Shadow and Light
At night, in my living room full of plants, I fascinated explore the shadows with infinite shapes and colors reflected in the white ceiling.
These immersions under my roof are a learning experience for the eye and lead me to the book In Praise of the Shadow, which so delicately involves us in these mysteries. Junichiro Tanizaki surprises us by noting that the color appreciated by orientals is made up of layers of shadow, while Westerners prefer colors made up of layers of light. He says that the Japanese first create the shadows and then the beauty. The book walks through the interiors of Japanese houses, whose warmth is made in the gentle gradation of shadows on the paper (washi) that fills the sliding wooden panels. He tells us about objects that cast shadows on furniture and walls, and how the Japanese choose opaque surfaces. That's how their ceramics and utensils of silver and tin are patinated by time, without luster. The shine of the lacquer and the designs in gold gain balance in the dim light.
If we reverse our western reasoning of thinking about a space starting with the light and then looking for the shadow, we are faced with a variety of thick layers of shadow with countless shades of gray, the restful synthesis of all colors, until reaching strident light.
I started drawing those ceiling shadows on black paper using white pencil. The more you examine, more gradations appear and the white of the pencil sometimes gets stronger, sometimes more timid, passing through the infinite hues.
It's fascinating to reason in this way, a thought-provoking source for creating a quality place. Through the shadows we perceive the environment that surrounds us. Starting from this premise, I observe the relationship between shadow and light in the gardens I create. One can see how the intense shade of a mature tree with large leaves is different from the soft lace of a tree with small leaves crossed by the sun rays. The shade of the palm tree is light and cool. The architecture's shadow over the garden is flat and seems to be muffled between walls, while under the pergola braided by a vine, it's refreshing. All shadow colors are different in spring, winter, summer, autumn.
The evening light is for me the most beautiful.
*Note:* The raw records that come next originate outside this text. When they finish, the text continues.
PR #4549, opened 2024-01-30
[i18n/audio] Export number strings for speech synthesis

kofi-q:
## Overview

Add a "finalize" step in the app string catalog build process that generates and adds `numberN` catalog entries for a limited set of numbers for which we need audio generated.

Also throwing an error if `<NumberString>` is used in an audio context with a number with no audio available -- not ideal that it's a runtime check, but want to avoid missing audio content silently failing to play in a real-world situation. We'll eventually be asserting the more general case of all rendered audio strings needing to have corresponding clips, so this is mostly to provide a more specific error for this case.

## Testing Plan
- New/updates unit tests
- Manual verification with test audio data

## Checklist


libs/ui/scripts/finalize_app_strings_catalog.ts
```diff
@@ -0,0 +1,39 @@
...
+
+import {
+  UiStringTranslations,
+  UiStringTranslationsSchema,
+  safeParseJson,
+} from '@votingworks/types';
+import { generateNumberStringsCatalog } from '../src/ui_strings/number_strings';
+
+const APP_STRINGS_CATALOG_FILE_PATH =
+  './src/ui_strings/app_strings_catalog/latest.json';
```
arsalansufi, line 11: This path makes it such that this script has to be run from the base of `libs/ui`, which is fine since we'll almost always be running this through `pnpm build:app-strings-catalog`. But for flexibility, could use `__dirname` here, e.g. `path.join(__dirname, '../src/ui_strings/app_strings_catalog/latest.json')`

libs/ui/scripts/finalize_app_strings_catalog.ts
```diff
@@ -28,7 +28,9 @@ export function main(): void {
   appStringsCatalog = addNumberStrings(appStringsCatalog);
 
   const sortedAppStringsCatalog: UiStringTranslations = {};
-  for (const appStringKey of Object.keys(appStringsCatalog).sort()) {
+  for (const appStringKey of Object.keys(appStringsCatalog).sort((a, b) =>
+    a.localeCompare(b, undefined, { numeric: true })
```
arsalansufi, line 32: TIL about `{ numeric: true }`!

libs/ui/src/ui_strings/number_strings.ts
```diff
@@ -10,19 +10,22 @@ import { Dictionary, UiStringTranslations } from '@votingworks/types';
 export const MAXIMUM_SUPPORTED_NUMBER_FOR_TTS = 45;
 export const NUMBER_STRINGS_BASE_I18N_KEY = 'number';
 
+export function getI18nKeyForNumber(value: number): string {
+  return `${NUMBER_STRINGS_BASE_I18N_KEY}${value}`;
```
arsalansufi, line 14: > Flatten number string keys for VxDesign compatibility

Ah yes that's my bad! I assumed the two levels of nesting for all files but `appStrings.json`

libs/ui/scripts/finalize_app_strings_catalog.ts
kofi-q: ah, thanks - good call

libs/ui/scripts/finalize_app_strings_catalog.ts
kofi-q: same 😅

libs/ui/src/ui_strings/number_strings.ts
kofi-q: No worries -- thought of making the change in vxdesign instead, but decided I kind of like the simplicity of keeping the `appStrings.json` flat, so considering it a feature now 😁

Every sunset, I feel this magic. It is the least explicit light of day and the most indecipherable. It fills the land with colored shadows with an ethereal aura, full of enigmas to be unraveled. How to bring this enchantment to a garden?
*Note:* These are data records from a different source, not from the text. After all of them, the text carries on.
PR #4550, opened 2024-01-30
[i18n/audio] Improve audio feedback for candidate selection/deselection.

kofi-q:
## Overview

Add a "votes remaining in this contest" audio readout after a voter selects or deselects a candidate. This provides audio-only votes feature parity with the corresponding "votes remaining" status  rendered at the top of the contest page.

## Demo Video or Screenshot [🔊]

https://github.com/votingworks/vxsuite/assets/264902/3f5cc03d-93ef-4abe-9888-87d6cc2bd1ac

## Testing Plan
- Additional test assertions for the new behaviour
- Manual run with test audio data

## Checklist

### DIFF
--- a/libs/mark-flow-ui/src/components/candidate_contest.tsx
+++ b/libs/mark-flow-ui/src/components/candidate_contest.tsx
@@ -92,30 +92,43 @@ export function CandidateContest({
   const [writeInCandidateModalIsOpen, setWriteInCandidateModalIsOpen] =
     useState(false);
   const [writeInCandidateName, setWriteInCandidateName] = useState('');
-  const [deselectedCandidate, setDeselectedCandidate] = useState('');
+  const [recentlyDeselectedCandidate, setRecentlyDeselectedCandidate] =
+    useState('');
+  const [recentlySelectedCandidate, setRecentlySelectedCandidate] =
+    useState('');
 
   const screenInfo = useScreenInfo();
 
   useEffect(() => {
-    if (deselectedCandidate !== '') {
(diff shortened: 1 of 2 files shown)


libs/mark-flow-ui/src/components/candidate_contest.tsx
```diff
@@ -92,30 +92,43 @@ export function CandidateContest({
...
       return () => clearTimeout(timer);
     }
-  }, [deselectedCandidate]);
+  }, [recentlyDeselectedCandidate]);
+
+  useEffect(() => {
+    if (recentlySelectedCandidate !== '') {
+      const timer = setTimeout(() => {
+        setRecentlySelectedCandidate('');
+      }, 100);
```
arsalansufi, line 115: If the `<AudioOnly>` element is removed while the audio is still being read out, the audio will still be allowed to finish, is that right? I imagine so given the video in the PR description - just double checking

arsalansufi (approved):
Nice!

libs/mark-flow-ui/src/components/candidate_contest.tsx
kofi-q: Yeah, good question - the screen reader does check to see if the element's still attached to the DOM before playing audio, but only at the beginning, so this just allows enough time for the audio to start, at which point the element can be removed without affecting playback

arsalansufi: Got it, thanks for explaining!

How to draw light from the shadow and how to add depth to the shadow?
This insight brought surprising nuances. The shadow color is silent, sneaky, welcoming, but it can also be sinister. That of light is explicit, vaunted, aggressive, but it can also be bright and cheerful. The magic is to understand in what gradations these sensations happen.
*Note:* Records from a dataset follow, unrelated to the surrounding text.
PR #4552, opened 2024-01-31
WIA Backend Report Printing

adghayes:
## Checklist


apps/admin/backend/src/app.results.test.ts
```diff
@@ -84,159 +81,3 @@ test('card counts', async () => {
     },
   ]);
 });
-
-test('election write-in adjudication summary', async () => {
```
adghayes, line 88: replaced by new test file

apps/admin/backend/src/app.ts
```diff
@@ -898,6 +905,35 @@ function buildApi({
       });
     },
 
+    async printWriteInAdjudicationReport(): Promise<void> {
+      return printWriteInAdjudicationReport({
+        store,
+        printer,
+        logger,
+        userRole: assertDefined(await getUserRole()),
```
adghayes, line 913: having to pass the `userRole` around in order to pass it to the logger is getting a little silly. not for this PR, but we ought to refactor this to logger perhaps has that state, or a hook into it. @jonahkagan has brought this up before

apps/admin/backend/src/app.ts
```diff
@@ -898,6 +905,35 @@ function buildApi({
       });
     },
 
+    async printWriteInAdjudicationReport(): Promise<void> {
```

All these subtleties will bring us different experiences, which even though we are not aware, somehow affect our mood, bringing joy, introspection, nostalgia, anxiety, serenity, excitement. We are much more vulnerable to layers of shadow and light than we realize.
And the fascination is that the shadow, with everything it provokes, real experiences, is not palpable. It's abstract and sensory.
I rescued the inspiring reflection of my friend Sakae Ishi, who says that gardening is creating shade and humidity, because shade and humidity are sensations and only sensations feed the memory. The garden that remains in the memory is eternal.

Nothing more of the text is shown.